PartsTrader LLC, a Web-based parts sourcing, quoting and ordering platform supporting the automobile collision repair industry, has announced that it has fully implemented the Business Message Specification (BMS) standard into the PartsTrader system. PartsTrader says it is the first company to officially adopt the standard for all transactions originating from a collision repair facility.
The BMS standard was created by the Collision Industry Electronic Commerce Association (CIECA) in 2004 to support the long-term technology innovation and data privacy needs of the collision industry. BMS replaced the original Estimate to Management System (EMS) standard, which was first introduced to the market in 1994.
"We recognize that the old EMS standard was sufficient for the market’s initial effort in passing information between a select few market participants," said PartsTrader CEO Rob Cooper. "However, as the needs of the market changed and the amount of data being requested of partners grew, there have been very real and appropriate concerns over, ‘Who has access to what?’ We felt it important to address the data privacy issue right from the start."
According to PartsTrader, the current EMS (Estimate to Management System) standard is a "flat file" that takes all data from an estimate and puts it into a standard format. This data is usually then exchanged with multiple trading partners in the overall repair process, without regard to how much data any particular participant really requires to accomplish their specific part of the process. PartsTrader states that at a time when data privacy is a significant concern for individuals and businesses, and portions of the data related to a collision repair job are highly sensitive, the passing along of such large quantities of, in some cases, unnecessary data, is problematic.
PartsTrader says the BMS standard addresses this problem by creating separate business process "messages" that only relate to a particular component of the overall claims/collision repair process. Trading partners, for example a parts supplier and a collision repair facility, only exchange data that specifically pertains to their transaction; the BMS message does not contain any data that is not directly needed to facilitate a transaction between the two parties. This, according to PartsTrader, dramatically decreases the possibility of sensitive or confidential data ending up where it doesn’t belong.

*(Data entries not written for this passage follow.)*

PR #200, opened 2015-04-08
Initial Image storage and protocol

joeatwork:
Reading, storing, and reporting on Bitmaps and Drawables in the library.


src/androidTest/java/com/mixpanel/android/mpmetrics/DecideCheckerTest.java
```diff
@@ -29,7 +33,7 @@ public void setUp() {
         mDecideMessages3.setDistinctId("DISTINCT ID 3");
     }
 
-    public void testReadEmptyLists() throws ServiceUnavailableException {
+    public void testReadEmptyLists() throws RemoteService.ServiceUnavailableException {
```
yinfeiru: Why didn't we need this `RemoteService` thing before but now we do?

src/androidTest/java/com/mixpanel/android/mpmetrics/DecideCheckerTest.java
```diff
@@ -191,18 +195,24 @@ public void testBadDecideResponses() throws ServiceUnavailableException {
...
+    public void testDecideHonorsFallbackEnabled() throws RemoteService.ServiceUnavailableException {
         mConfig.fallbackDisabled = false;
-        mPoster.response = bytes("{\"surveys\":[], \"notifications\":[]}");
+        mPoster.requestedUrls.clear();
+        mPoster.response = null;
+        mPoster.exception = new IOException("Bang!");
         mDecideChecker.addDecideCheck(mDecideMessages1);
         mDecideChecker.runDecideChecks(mPoster);
-        assertEquals(mPoster.requestedUrls.length, 2);
+        assertEquals(2, mPoster.requestedUrls.size());
```
yinfeiru: YES! This is the proper order of parameters for assertEquals. And we are having wrong orders all over the place.

src/main/java/com/mixpanel/android/mpmetrics/AnalyticsMessages.java
```diff
@@ -130,8 +131,8 @@ protected MPConfig getConfig(Context context) {
         return MPConfig.getInstance(context);
     }
 
-    protected ServerMessage getPoster() {
-        return new ServerMessage();
+    protected RemoteService getPoster() {
```
yinfeiru: what's the difference between ServerMessage and RemoteService? From the lib directory, I guess RemoteService is specific to Android?

src/main/java/com/mixpanel/android/mpmetrics/InAppNotification.java
```diff
@@ -200,6 +200,6 @@ public InAppNotification createFromParcel(Parcel source) {
     private final String mCallToAction;
     private final String mCallToActionUrl;
 
-    private static final String LOGTAG = "MixpanelAPI.InAppNotification";
+    private static final String LOGTAG = "MixpanelAPI.InAppNotif";
```
yinfeiru: why?

src/main/java/com/mixpanel/android/mpmetrics/DecideChecker.java
```diff
@@ -263,6 +268,36 @@ private static int getDisplayWidth(final Display display) {
         }
     }
 
+    private static byte[] getUrls(RemoteService poster, Context context, String[] urls)
```
yinfeiru: what is the advantage you get out of moving `getUrls` from `RemoteService` to `Decidechecker`?

src/main/java/com/mixpanel/android/util/RemoteService.java
```diff
@@ -0,0 +1,36 @@
...
+
+import android.content.Context;
+
+import org.apache.http.NameValuePair;
+
+import java.io.IOException;
+import java.util.List;
+
+/**
+ * Created by joe on 4/2/15.
```
yinfeiru: Probably don't need this comment here?

src/main/java/com/mixpanel/android/util/HttpService.java
```diff
@@ -107,7 +82,7 @@ public boolean isOnline(Context context) {
                     out = null;
                 }
                 in = connection.getInputStream();
-                response = slurp(in);
+                response = Utilities.slurp(in);
```
yinfeiru: I'm not sure about this, but do you think it's an overkill of having slurp in the Utilities.java? It's only referenced once in the code base.

src/main/java/com/mixpanel/android/util/RemoteService.java
```diff
@@ -0,0 +1,36 @@
...
+                retry = 0;
+            }
+            mRetryAfter = retry;
+        }
+
+        public int getRetryAfter() {
+            return mRetryAfter;
+        }
+
+        private final int mRetryAfter;
```
yinfeiru: Just a random thought and might not correct. Do you think we can have mRetryAfter as a public member, since it's `final` and can't be changed once initialized?

src/main/java/com/mixpanel/android/viewcrawler/ImageStore.java
```diff
@@ -0,0 +1,138 @@
...
+import java.security.NoSuchAlgorithmException;
+
+/**
+ * ABSOLUTELY NOT thread, or even process safe.
+ * Writes and reads files and directories at known paths, and uses a shared instance of MessageDigest.
+ */
+/* package */ class ImageStore {
+    public ImageStore(Context context) {
+        this(
+            context.getDir(DEFAULT_DIRECTORY_NAME, Context.MODE_PRIVATE),
```
yinfeiru: Do we need the `Context.MODE_PRIVATE` here? Here's the comment from Context.java
```
    /**
     * File creation mode: the default mode, where the created file can only
     * be accessed by the calling application (or all applications sharing the
     * same user ID).
     * @see #MODE_WORLD_READABLE
     * @see #MODE_WORLD_WRITEABLE
     */
    public static final int MODE_PRIVATE = 0x0000;
```

src/main/java/com/mixpanel/android/viewcrawler/ImageStore.java
```diff
@@ -0,0 +1,138 @@
...
+        final String safeName = FILE_PREFIX + Base64.encodeToString(hashed, Base64.URL_SAFE | Base64.NO_WRAP);
+        return new File(mDirectory, safeName);
+    }
+
+    private final File mDirectory;
+    private final RemoteService mPoster;
+    private final MessageDigest mDigest;
+
+    private static final String DEFAULT_DIRECTORY_NAME = "MixpanelAPI.Images";
+    private static final int MAX_BITMAP_SIZE = 10000000; // 10 MB
```
yinfeiru: Why is it 10MB? Any story behind this?

src/main/java/com/mixpanel/android/viewcrawler/ImageStore.java
```diff
@@ -0,0 +1,138 @@
...
+                try {
+                    out = new FileOutputStream(file);
+                    out.write(bytes);
+                } catch (FileNotFoundException e) {
+                    Log.e(LOGTAG, "It appears that ImageStore is misconfigured, or disk storage is unavailable- can't write to bitmap directory", e);
+                } catch (IOException e) {
+                    Log.w(LOGTAG, "Can't store bitmap", e);
+                } finally {
+                    if (null != out) {
+                        try {
```
yinfeiru: Is this for the case where out.write is half way through and throws (since `out.close` can be put below `out.write(bytes)`)?

src/main/java/com/mixpanel/android/viewcrawler/ImageStore.java
```diff
@@ -0,0 +1,138 @@
...
+    }
+
+    public void clearStorage() {
+        File[] files = mDirectory.listFiles();
+        int length = files.length;
+        for (int i = 0; i < length; i++) {
+            final File file = files[i];
+            final String filename = file.getName();
+            if (filename.startsWith(FILE_PREFIX)) {
+                final boolean ignored = file.delete();
```
yinfeiru: looks like this `ignored` variable is not used

src/main/java/com/mixpanel/android/viewcrawler/ImageStore.java
```diff
@@ -0,0 +1,138 @@
...
+            if (null == bitmap) {
+                Log.w(LOGTAG, "Bitmap on disk can't be opened or is corrupt");
+                final boolean ignored = file.delete();
+            }
+        }
+
+        return bitmap;
+    }
+
+    public void clearStorage() {
```
yinfeiru: Can you please explain how this guy works? I'm confused about
1. who's calling it
2. when you remove a file, why do you match only the FILE_PREFIX? Isn't this function going to remove all the files within this directory regardless of whether or not the image will be used?
3. what if a user upload image A and then replace it with image B? Are A and B both in the memory? Is it a waste of memory? In `getImage`, you are calling `bytes = mPoster.performRequest(url, null);` without checking if the image exists in the disk. So I don't think we want to keep the old image on the disk.

src/main/java/com/mixpanel/android/viewcrawler/ImageStore.java
```diff
@@ -0,0 +1,138 @@
...
+            if (filename.startsWith(FILE_PREFIX)) {
+                final boolean ignored = file.delete();
+            }
+        }
+    }
+
+    public void deleteStorage(String url) {
+        final File file = storedFile(url);
+        if (null != file) {
+            final boolean ignored = file.delete();
```
yinfeiru: same here

src/main/java/com/mixpanel/android/viewcrawler/ImageStore.java
yinfeiru: now, the only question I have is - do we remove the old image once it gets replaced with a new image from memory? It may potentially eat up a lot of memory.

src/main/java/com/mixpanel/android/viewcrawler/ImageStore.java
```diff
@@ -0,0 +1,138 @@
+package com.mixpanel.android.viewcrawler;
```
yinfeiru: I don't know how the image gets displayed on Android. But, what if a image is originally 100 x 100 and the view is only 50 x 50. Is Android going to shrink that image or cut it off?

src/main/java/com/mixpanel/android/viewcrawler/ImageStore.java
```diff
@@ -0,0 +1,138 @@
...
+            } catch (IOException e) {
+                Log.i(LOGTAG, "Can't download bitmap", e);
+            } catch (RemoteService.ServiceUnavailableException e) {
+                Log.i(LOGTAG, "Couldn't download ");
+            }
+        }
+
+        final Bitmap bitmap;
+        if (null != bytes) {
+            if (null != file && bytes.length < MAX_BITMAP_SIZE) {
```
yinfeiru: A tooltip on the website is needed for such limitation.

src/androidTest/java/com/mixpanel/android/viewcrawler/ViewVisitorTest.java
```diff
@@ -305,32 +322,57 @@ public void testResetSameEventOnClick() {
...
-        paint.setColor(Color.BLUE);
+        final Caller mutateBitmap1a = new Caller(TestView.AdHocButton2.class, "setCountingProperty", new Object[] { mBitmap1a }, Void.TYPE);
+        final Caller mutateBitmap1b = new Caller(TestView.AdHocButton2.class, "setCountingProperty", new Object[] { mBitmap1b }, Void.TYPE);
+        final Caller mutateBitmap2 = new Caller(TestView.AdHocButton2.class, "setCountingProperty", new Object[] { mBitmap2 }, Void.TYPE);
+        final Caller accessor = new Caller(TestView.AdHocButton2.class, "getCountingProperty", new Object[]{}, Object.class);
 
-        final Bitmap.Config conf = Bitmap.Config.ARGB_8888;
-        final Bitmap bitmap1a = Bitmap.createBitmap(10, 10, conf); // this creates a MUTABLE bitmap
-        final Canvas canvas1 = new Canvas(bitmap1a);
-        canvas1.drawCircle(3, 3, 4, paint);
```
yinfeiru: what is this for? Are we getting rid of it?

yinfeiru:
THIS IS VERY COOL!! WE ARE GETTING THERE!!

src/androidTest/java/com/mixpanel/android/mpmetrics/DecideCheckerTest.java
joeatwork: :)

src/main/java/com/mixpanel/android/mpmetrics/DecideChecker.java
joeatwork: I wanted to use the same code path for retrieving images (which are in a different package) - it seemed like performRequest was the right place to share it. In addition, getUrls wasn't used anywhere else, so this was an opportunity to reduce the public method count on the whole system.

src/main/java/com/mixpanel/android/mpmetrics/InAppNotification.java
joeatwork: There is a size limit to LOGTAGS that we've been ignoring, so I've been shortening the tags as I see the errors. (this is issue #176 )

src/main/java/com/mixpanel/android/util/HttpService.java
joeatwork: You're right! I've moved it in f6b3925

src/main/java/com/mixpanel/android/util/RemoteService.java
joeatwork: Fixed 2e19277

src/main/java/com/mixpanel/android/util/RemoteService.java
joeatwork: In this case, I'd like to keep it private - I'm a fan of `public final` members for struct-like objects with short lifetimes, but in this case I can imagine a subclass of ServiceUnavailableException that might behave differently.

src/main/java/com/mixpanel/android/viewcrawler/ImageStore.java
joeatwork: Context.getDir doesn't have a one-argument signature, and in this case it's important that the directory be private to the app.

src/main/java/com/mixpanel/android/viewcrawler/ImageStore.java
joeatwork: Thanks!

src/main/java/com/mixpanel/android/viewcrawler/ImageStore.java
joeatwork: It's still open- out.write could throw immediately, or even some random spot during the execution, and we want to make sure to close the stream. This is an annoying idiom, but otherwise we have to wait until GC happens to close the file if we open it and anything goes wrong.

src/main/java/com/mixpanel/android/viewcrawler/ImageStore.java
joeatwork: This is a workaround for a lint warning

src/main/java/com/mixpanel/android/viewcrawler/ImageStore.java
joeatwork: Actually, this is only run during tests, but we should be calling `deleteStorage` when we roll back editor changes. I'll need to do that!

src/main/java/com/mixpanel/android/viewcrawler/ImageStore.java
joeatwork: The limit is basically arbitrary- I wanted to make sure we didn't write unbounded bytes to storage.

src/main/java/com/mixpanel/android/viewcrawler/ImageStore.java
```diff
@@ -0,0 +1,138 @@
...
+            useDigest = MessageDigest.getInstance("SHA1");
+        } catch (NoSuchAlgorithmException e) {
+            Log.w(LOGTAG, "Images won't be stored because this platform doesn't supply a SHA1 hash function");
+            useDigest = null;
+        }
+
+        mDigest = useDigest;
+    }
+
+    public Bitmap getImage(String url) {
```
joeatwork: This should throw on failure, not return null, for consistency with EditProtocol.

src/main/java/com/mixpanel/android/viewcrawler/ImageStore.java
yinfeiru: oh.. sorry.. I was looking at the constructor..

src/main/java/com/mixpanel/android/viewcrawler/ImageStore.java
yinfeiru: In that case, should we check if the device has enough space remaining? I don't think we want to take up too much space. (maybe same as what we did to the tracking calls, where we limit the maximum space taking to half of the available space?)

yinfeiru:
One more thing, do we want to test this feature on different devices? As you mentioned, the image may get displayed differently on devices with different screen sizes. (it can be easy to test out if we download several simulator templates in Android Studio)

joeatwork:
That's an excellent point! Right now, scaling the image is still to be done.

src/main/java/com/mixpanel/android/viewcrawler/ImageStore.java
joeatwork: Sounds good!

src/main/java/com/mixpanel/android/viewcrawler/ImageStore.java
joeatwork: See above, this is to make the linter be quiet.

src/main/java/com/mixpanel/android/viewcrawler/ImageStore.java
joeatwork: Scaling is still in process.

src/main/java/com/mixpanel/android/viewcrawler/ImageStore.java
joeatwork: Fixed in 5bce474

The PartsTrader system has solely incorporated the BMS standard ever since its launch in March 2012. Since not all parties yet utilize the BMS standard, a critical component of the PartsTrader process is a proprietary application that resides on each collision repair facility’s "local" computer. When an estimate is written and an EMS extract is created by the repair facility’s estimating system, the EMS extract is converted to a BMS message that only contains data pertinent to a parts ordering transaction; customer name, address, phone number and other unnecessary data are deleted. It is this BMS message that is then transmitted to the PartsTrader sourcing, quoting and ordering system.

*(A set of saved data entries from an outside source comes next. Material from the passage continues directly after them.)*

PR #203, opened 2015-04-15
Delete images when editor closes

joeatwork:


src/main/java/com/mixpanel/android/viewcrawler/EditProtocol.java
```diff
@@ -127,7 +137,7 @@ public ViewVisitor readEdit(JSONObject source) throws BadInstructionsException,
                     final JSONArray argPlusType = argsAndTypes.getJSONArray(i);
                     final Object jsonArg = argPlusType.get(0);
                     final String argType = argPlusType.getString(1);
-                    methodArgs[i] = convertArgument(jsonArg, argType);
+                    methodArgs[i] = convertArgument(jsonArg, argType, assetsLoaded);
```
yinfeiru: Is it a common pattern in JAVA that you pass in an array and modify it in the function, instead of assigning the returned value from the function to the array?

src/main/java/com/mixpanel/android/viewcrawler/EditProtocol.java
```diff
@@ -52,6 +52,15 @@ public CantGetEditAssetsException(String message, Throwable cause) {
         }
     }
 
+    public static class Edit {
+        private Edit(ViewVisitor aVisitor, List<String> someUrls) {
```
yinfeiru: I saw this kind of thing several times, but is it a common thing to use the quantity as the prefix? 
`aVisitor` `someUrls`

src/main/java/com/mixpanel/android/viewcrawler/ViewCrawler.java
```diff
@@ -267,7 +259,18 @@ public ViewCrawlerHandler(Context context, String token, Looper looper) {
...
+            String resourcePackage = mConfig.getResourcePackageName();
+            if (null == resourcePackage) {
+                resourcePackage = context.getPackageName();
+            }
+
+            final ResourceIds resourceIds = new ResourceReader.Ids(resourcePackage, context);
+
+            mImageStore = new ImageStore(context);
+            mProtocol = new EditProtocol(resourceIds, mImageStore);
+
```
yinfeiru: Tiny but why do we need this newline?

src/main/java/com/mixpanel/android/viewcrawler/ViewCrawler.java
```diff
@@ -679,15 +682,17 @@ private void handleEditorBindingsCleared(JSONObject clearMessage) {
...
                     final String changeId = actions.getString(i);
                     mEditorChanges.remove(changeId);
                 }
-
-                updateEditState();
             } catch (final JSONException e) {
                 Log.e(LOGTAG, "Bad clear request received", e);
             }
+
+            updateEditState();
```
yinfeiru: nice!

src/main/java/com/mixpanel/android/viewcrawler/ViewCrawler.java
```diff
@@ -878,13 +887,17 @@ private SharedPreferences getSharedPreferences() {
             return mContext.getSharedPreferences(sharedPrefsName, Context.MODE_PRIVATE);
         }
 
+
```
yinfeiru: newline?

src/main/java/com/mixpanel/android/viewcrawler/ViewCrawler.java
```diff
@@ -812,8 +820,9 @@ private void updateEditState() {
             {
                 for (Pair<String, JSONObject> changeInfo:mEditorChanges.values()) {
                     try {
-                        final ViewVisitor visitor = mProtocol.readEdit(changeInfo.second);
-                        newEdits.add(new Pair<String, ViewVisitor>(changeInfo.first, visitor));
+                        final EditProtocol.Edit edit = mProtocol.readEdit(changeInfo.second);
+                        newEdits.add(new Pair<String, ViewVisitor>(changeInfo.first, edit.visitor));
```
yinfeiru: I can understand what this logic does but it looks a bit confusing to me.. We have variables called `newEdits` and `edit`. However, when we add new elements to newEdits, we are not adding edit, but `new Pair<String, ViewVisitor>(changeInfo.first, edit.visitor)` (`edit.visitor` but not `edit`.. and ideally, it should be `newEdits.add(edit)`). Not a big deal, but the logic is different from what the variable names imply. Never mind, any change to newEdits will affect a bunch of stuff. It's ok to leave as it is.

yinfeiru:
Is EditProtocolTest.java the only file we need to change? As long as you've run the full test suite, I'm good with it.

Coolio!!

src/main/java/com/mixpanel/android/viewcrawler/EditProtocol.java
joeatwork: In this case, I wanted to add elements to the list as a side effect, and wanted to keep the work on the stack rather than in the state of the object. This isn't great- It would be better to gather the resources separately, but there is value to having individual methods parse individual pieces of the input, so I made a trade off.

src/main/java/com/mixpanel/android/viewcrawler/EditProtocol.java
joeatwork: Some Java codebases prefix their arguments with "a"- I'm doing it here (And do it elsewhere) when the natural argument name would be the same as a public member name, as the compliment to the convention of prefixing "m" to member names (since we don't do that with public members). I used "some" rather than "a" for URLS for grammar (because aUrls seems strange)

The alternative would be something like
```
private Edit(ViewVisitor visitor, List<String> urls) {
    this.visitor = visitor;
    this.urls = urls;
}
```
Which I don't like as much, since the this looks redundant (and usually is redundant)

src/main/java/com/mixpanel/android/viewcrawler/ViewCrawler.java
joeatwork: Fixed in e3f22f8

src/main/java/com/mixpanel/android/viewcrawler/ViewCrawler.java
joeatwork: Fixed in e3f22f8

src/main/java/com/mixpanel/android/viewcrawler/ViewCrawler.java
joeatwork: I agree! Referring to Visitors as "Edits" was meaningful before we had an "Edit" object that meant something different. I've changed `newEdits` to `newVisitors` in ba93c14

PartsTrader intends to use only the BMS standard in future integration with applications currently utilized by its customers.
"PartsTrader has made a clear market commitment to utilize only the BMS protocol when transmitting data between trading partners," said Cooper. "While we would prefer that all industry systems utilized the BMS standard, if there are companies that can only output EMS extracts, we’ll convert those EMS extracts into BMS messages and delete the rest of the data so that we adequately protect the data privacy of the primary party, whether a consumer or a business."
PartsTrader has been a member of CIECA since August 2009.